2.No expensive carbon filters required by the EPA, or turning carbon into liquid and pumping it underground with NO Idea of what kind of damage it might be doing under ground. ( Ref: Scott Pelley's Report. )
3.No heating cost for the building. Heat with electricity or steam produce by the plant itself.
4.Smaller footprint required for the building and land.
5.No land required for storage of coal or trains.
6.No train loads of coal, or tracks.
7.I could going on and on.
This is a win, win situation.
Charles - Reply to this comment
- Water Powered Power Plants
Well Scott Pelley what do you think of the idea?
Charles - Reply to this comment
- Water powered power plants.
The problem is that you'll be shutting down the coal, oil, and gas companies if this happens. Thiese guys have deep pockets full of money to stop this movement. The question I ask to youis: Do you to continue paying high prices for oil, or do you want to change to water and continue breathing. If we continue burning oil we are killing ourselves. We have a chance to change things, stop global warming amoung other thing.

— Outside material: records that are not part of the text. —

PR #551, opened 2015-05-14
Issue550

Neetuj:
This will correct the argument issue( which is causing the name confusion) 
From UI perspective I think it should be ip rather than ip_address ( too long for an argument name to type) 

I also catch the case when ip_record is null before referencing it. Should i throw an error if its not found ?

### DIFF
--- a/SoftLayer/CLI/loadbal/service_add.py
+++ b/SoftLayer/CLI/loadbal/service_add.py
@@ -24,11 +24,11 @@ import click
 @click.option('--healthcheck-type',
               required=True,
               help="The health check type")
-@click.option('--ip-address',
+@click.option('--ip',
               required=True,
               help="The IP of the service")
 @environment.pass_env
-def cli(env, identifier, enabled, port, weight, healthcheck_type, ip_address):
+def cli(env, identifier, enabled, port, weight, healthcheck_type, ip):
     """Adds a new load balancer service."""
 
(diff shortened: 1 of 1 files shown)


sudorandom:
@Neetuj yeah, it is weird that an ip address is required but it looks like it tries to go on without finding a ip record anyway.

SoftLayer/CLI/loadbal/service_add.py
```diff
@@ -37,10 +37,11 @@ def cli(env, identifier, enabled, port, weight, healthcheck_type, ip_address):
 
     # check if the IP is valid
     ip_address_id = None
-    if ip_address:
+    if ip:
         ip_service = env.client['Network_Subnet_IpAddress']
-        ip_record = ip_service.getByIpAddress(ip_address)
-        ip_address_id = ip_record['id']
+        ip_record = ip_service.getByIpAddress(ip)
+        if len(ip_record)>0:
```
sudorandom: There should be a space before and after the > sign.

Charles - Reply to this comment
- Water Fired Power Plant
Thanks to TVA ( Tenneessee Valley Authority they have provided some hard numbers.
" for the year of 2008, they purchased 2.11 billion dallars in coal." Now just think of burning water. The water is already there. It can be converted so very easy. After it burns it turns back into water, and can be reburned. Not only could they save 2.11 billion dollars, they could stop global warming. A WIN, WIN! But no one is listening!
Charles - Reply to this comment
- Financing this Project / Burning Water Power Plant
According to the News Paper accounts the Power Company in Holland, Michigan has $250,000,000 Dollars which they planned on to build this coal plant. The D.O.E. has matching funds for any project dealing with alternative energy. I believe this fits the bill if the power company will build an alternative type plant. I don't have any hard numbers yet, but just think about it, the fuel saving alone will more than pay for this project. According to Scott Pelley's report on CBS 60 Minutes, one coal plant will burn two train loads of coal (each train is a mile long) every day. Multiply by 365 days, that equals 730 train loads of coal a year. In Scott Pelley's report, China is opening a coal fired plant at the rate of one a week. Assuming they use the same amounts of trains per plant, that would be 730 trains times 52 weeks, equals 37960 total trains a year. Then multiply times the tons, then times the amount of carbon in each ton of coal, and so on. You do the math, and wounder why you are having trouble breathing.
Charles - Reply to this comment
- Did you know one gallon of water (a liquid) = 1833 gallons on HHO (a gas) which can be burned as fuel. Think of it this way, water is fuel concentrate, just add low voltage electricity and you have an enormous amount of fuel to burn. After it is burned it returns to its original state. Unlike gasoline and others which will burn at any time, water will not. Only upon demand will water turn into fuel, and it expands so fast that it will keep up with what ever thing you are using it to burn it. NO CARBON! So why not use it in a power plant. All power plants have a water supply.
Charles - Reply to this comment
- You can create energy two ways, by separating atoms or putting them back together. Water is H2O liquid can be separated by running a low voltage electricity through it, turning it into HHO a gas. You then take HHO and put it back together by burning it. The exhaust is water. NO Pollution, NO Carbon! What a Great Concept! It really works!
- Reply to this comment
- WHen fossil fuels combust they produce carbon dioxide. "Clean" energy from fossil fuels is physically impossible. Congratulations to Scott Pelley for calling the coal Tsar on his preposterous claim. He hung himself. Hopefully he won't get the opportunity to hang all of us as well.